第26章 這麼欺負她


  賀清夏一覺睡到天光大亮,趴在枕頭上閉著眼睛回神。

  許是昨晚喝了太多酒,她腦子有些轉不過來,從拿下項目一路想到祁聿年那張臉,才漸漸清醒了幾分。

  

  蘭姨推門進來,拉開了一點遮光窗簾的縫隙,濃烈的陽光灑進來,才讓賀清夏發出了一聲輕響。

  「夏夏,醒了嗎?蘭姨給你煲了湯,快起來吃飯。」

  「蘭姨……」賀清夏迷迷糊糊地應聲。

  蘭姨坐在床邊,佯裝生氣地摸了摸她的臉,「你昨天怎么喝了那麼多酒啊,蘭姨就是回了趟老家沒看著你,你就在外面瞎胡鬧。」

  賀清夏閉著眼睛趴在她腿上笑了笑,慵懶的聲音軟乎乎地撒嬌:「才沒胡鬧,我和朋友一起吃飯的。」

  「是哦,什麼朋友這麼放心啊?」蘭姨輕撫著她的頭髮問道,「昨天送你回家那個男孩子啊?蘭姨從來沒見過。」

  賀清夏抬眼看向她,問道:「你們昨天見過了?」

  蘭姨笑著捏了捏她臉頰上的軟肉,「你啊!你昨天喝那麼多,自己怎麼回家的都不記得了?那個男孩子把你送回家就走了。」

  她頓了頓,語氣認真地說:「你敢把不熟的男人帶回家膽子真夠大的,幸好我昨天從老家回來,過來給你煲湯碰見了,以後可不能這樣了,聽到沒?」

  「沒事的,他是我的司機,人很好。
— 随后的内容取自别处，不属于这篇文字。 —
PR #127, opened 2022-08-04
AER-417 Out of range year fix

MichielJanssen-DAT:
- Don't update year from metadata if set already
- Update warning for changing year

NOTE: I'm not sure if this is the best way, but this is the best way I found
Linked PR: https://github.com/aerius/AERIUS-II/pull/4322

### DIFF
--- a/source/imaer-gml/src/main/java/nl/overheid/aerius/importer/ImaerImporter.java
+++ b/source/imaer-gml/src/main/java/nl/overheid/aerius/importer/ImaerImporter.java
@@ -283,9 +283,12 @@ public class ImaerImporter {
   private void setImportResultMetaData(final ImportParcel result, final GMLReader reader) {
     final GMLMetaDataReader metaDataReader = reader.metaDataReader();
     result.setImportedMetaData(metaDataReader.readMetaData());
-    result.getSituation().setYear(metaDataReader.readYear());
     result.setVersion(metaDataReader.readAeriusVersion());
     result.setDatabaseVersion(metaDataReader.readDatabaseVersion());
+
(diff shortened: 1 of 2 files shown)


MichielJanssen-DAT:
Die gefaalde run komt vast door die WIP exceptie

source/imaer-gml/src/main/java/nl/overheid/aerius/importer/ImaerImporter.java
```diff
@@ -283,9 +283,14 @@ private static ArrayList<CalculationPointFeature> filterResultPoints(final List<
...
     result.setImportedMetaData(metaDataReader.readMetaData());
-    result.getSituation().setYear(metaDataReader.readYear());
     result.setVersion(metaDataReader.readAeriusVersion());
     result.setDatabaseVersion(metaDataReader.readDatabaseVersion());
+
+    if (result.getSituation().getYear() == 0) {
+      result.getSituation().setYear(metaDataReader.readYear());
+    } else {
+      result.getWarnings().add(new AeriusException(ImaerExceptionReason.GML_METADATA_YEAR_NOT_WITHIN_RANGE, metaDataReader.readYear()));
+    }
```
BertScholten, line 293: This seems incorrect: if the year in the importparcel wasn't 0, it'll always trigger a warning, even if the year to be imported was actually within the range (or even the same as the year already present in the situation).

Don't think this should be handled in this project anyway, but solely in the AERIUS-II project: this library shouldn't care about ranges and such when importing, it should just return what is read from the file.

BertScholten (changes requested):

PR #128, opened 2022-08-09
AER-760 user scenario added to GML roundtriptest

johnverberne:
add 7 user scenario as GML to GML roundtriptest


BertScholten (approved):
LGTM

PR #129, opened 2022-08-12
AER-651 Added a warning when netting factor not supplied for netting situation

BertScholten:
Added a test case in the GMLValidateErrorsTest for this one as well (might have expected it in GMLValidateWarningsTest, but tbh that one should be refactored a bit).


source/imaer-gml/src/test/java/nl/overheid/aerius/gml/GMLValidateErrorsTest.java
```diff
@@ -201,6 +201,12 @@ public void testGMLRoadSegmentNotAFraction() throws IOException {
         e -> assertEquals(50D, Double.parseDouble(e.getArgs()[0]), EPSILON, "Expected road segment position to be 50"));
   }
 
+
```
MichielJanssen-DAT, line 204:
```suggestion
```

MichielJanssen-DAT (approved):
LGTM

PR #130, opened 2022-08-12
Got rid of old offroad vehicle specification code

BertScholten:
It's still around in 5.0 XSD, but we aren't using it and it's up for removal.


JornC (approved):
ACK

Hilbrand (approved):
LGTM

」

  蘭姨沒有說話,低頭看著賀清夏鬆弛平靜的眉眼,半晌後拍了拍她的背,語氣重新恢復輕快爽朗:「快起來快起來,我去給你盛飯。快點洗臉刷牙,不許賴床……」

  蘭姨起身回到廚房,賀清夏聞著門外傳來的陣陣飯香,在柔軟的大床上使勁伸了個懶腰,往日寂靜一片的家裡重新響起鍋碗瓢盆聲,讓她安心又踏實。

  她從床頭拿過手機,屏幕上已然有了一條未讀消息。

  祁聿年:【醒了嗎?】

  賀清夏:【醒了,你昨晚送我回來的?謝謝。】

  賀清夏消息發出去沒一會兒,祁聿年的電話就打了過來。

  她清了清嗓子快速接起,聲音還是有些沙啞:「餵。」

  「今天應該沒有安排吧?你昨晚喝了很多酒,今天在家好好休息。」

  賀清夏「嗯」了一聲,「沒有安排,我也打算今天在家待著,昨天辛苦你送我回來,今天給你放個假。」

  電話那頭傳來祁聿年低沉好聽的輕笑,「那就謝謝老闆了,正好今天有點事,還打算找你請假。」

  賀清夏聽著他的笑聲,也不自覺地勾了下唇,「怎麼樣,我這個『資本家』不算太黑心吧?」

  「當然了。」祁聿年順勢接過話,「去哪裡找你這麼大方和善的老闆。」

  賀清夏輕哼一聲,突然想起什麼,連忙問道:「對了,我昨晚喝醉了,怎麼買的單啊?」

  說好請他吃飯的,反倒自己因為一時開心喝了個底朝天,好丟臉。

  「餐廳經理說會從你儲值帳戶里劃帳。」

  賀清夏鬆了口氣,「那就好。」

  祁聿年沒再多說,聲音柔和:「那你快起床吃飯吧,昨晚喝了那麼多酒,蘭姨應該給你準備了醒酒湯,喝一點胃會舒服些。」

  「嗯……」

  賀清夏雖應聲,卻沒有掛電話的意思,低頭玩著手指繼續問道:「你怎麼叫蘭姨叫得那麼順口啊,你們昨晚聊了什麼?」

  「沒聊什麼啊,她說她是蘭姨,那我就叫她蘭姨咯。不然你說叫什麼?」

  他說的,好像確實,有道理……

  祁聿年繼續說道:「她昨晚還給我打包了湯,超級好喝!你替我向蘭姨說聲謝謝。」

  賀清夏眯眼笑了下,「好,下次來我家嘗嘗蘭姨的手藝,她做菜也很好吃。」

  「好啊。」

  兩人聊了好半天,廚房裡蘭姨久久不見賀清夏出來,以為她還在睡,又大聲喊了一句:「夏夏,不許賴床了,飯都要涼掉了。」

  賀清夏快速捂住聽筒,卻還是被祁聿年聽了個清楚。

  「那我掛了,你忙吧。」賀清夏聲音有些尷尬。

  「嗯。」

  祁聿年等電話那頭掛斷,眼底的溫和笑意停留了一會兒,才緩緩收起。

  「你繼續說。」

  江易忱聽著他與方才全然不同的語氣,眉峰一挑。

  剛被迫坐在祁聿年對面聽完全程,江易忱對兩人的關係愈發好奇。

  祁少口口聲聲說她只是朋友,那剛才熱戀小情侶的氛圍是鬧哪樣?

  自己現在服務的應該不會是未來老闆娘吧……

  雖然心裡偷偷腹誹著老闆的八卦,但江易忱臉上依舊是那副喜怒不形於色,專業沉穩的表情。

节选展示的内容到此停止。